Die Domain ws01.cetas.pro  existiert im DNS und verweist auf die richtige server IP?


----------



## stefan_sick (20. Mai 2019)

Zitat von Till:


> Die Domain ws01.cetas.pro  existiert im DNS und verweist auf die richtige server IP?


 Ja - danke, das ist der Fall. Sonst hätte es ja auch die letzten Jahre nicht funktioniert


----------



## Till (20. Mai 2019)

Hast Du ws01.cetas.pro  als website in ispconfig angelegt, oder hattest Du das cert komplett manuell auf der shell erstellt?
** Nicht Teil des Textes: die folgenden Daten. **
PR #14799, opened 2024-05-30
Removed unused Livewire component

marcusmoore:
# Description

This PR simply removes an unused Livewire component. 

It looks like the LoginForm component was introduced and used (704eb728bc0395fff946da877710b4bd29c71f24) then replaced a couple months later (61cf9ec009fadb7d0d3b33b0eaf44b43d74c7d40) but the component wasn't deleted.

Du kannst die acme challenge mal so testen:

touch /usr/local/ispconfig/interface/acme/.well-known/acme-challenge/test.txt

Du solltest dann im Browser die test.txt Datei so aufrufen können:



			http://ws01.cetas.pro/.well-known/acme-challenge/test.txt
		


denn .well-known/acme-challenge/ aller URL's ist global auf das verzeichnis /usr/local/ispconfig/interface/acme/.well-known/acme-challenge/ gemapped auf ISPConfig servern


----------



## stefan_sick (20. Mai 2019)

ws01.cetas.pro ist in isconfig angelegt als website. Der beschriebene Test funktioniert:


			http://ws01.cetas.pro/.well-known/acme-challenge/a


----------



## Till (20. Mai 2019)

Versuch mal folgendes:


stell sicher dass ein aktueller certbot installiert ist.
Aktualisiere ispconfig auf git-stable (nicht git-master) mit dem ispconfig_update.sh befehl.
in der website ws01.cetas.pro  den haken bei letsencrypt und ssl raus nehmen, speichern, haken bei ssl und letsencrypt wieder setzen und erneut speichern.


----------



## hilfswicht (20. Mai 2019)

Welche IPv6 ist denn in ISPconfig der Website zugewiesen? 
2a01:488:67:1000:523:ffcd:0:1 
Firefox zeigt mir die Domain leider nur über IPv4?


----------



## stefan_sick (20. Mai 2019)

@Till 
gestern alles erfolglos probiert. Heute hat mir Hr. Schaal geholfen. Zertifikat erneuert, aber mir ist nicht klar, was falsch lief. Der Server zeigt noch Fehler zB beim Restart der Services.

@*hilfswicht*
Richtig, die IPv6 ist nur der ws01.cetas.pro zugewiesen, nicht aber den anderen Domains auf dem Server.


----------



## suther (31. Mai 2019)

Da ich auch seit dem letzten Update massive Probleme mit letsencrypt habe, möchte ich mich hier an den Thread mal mit anhängen.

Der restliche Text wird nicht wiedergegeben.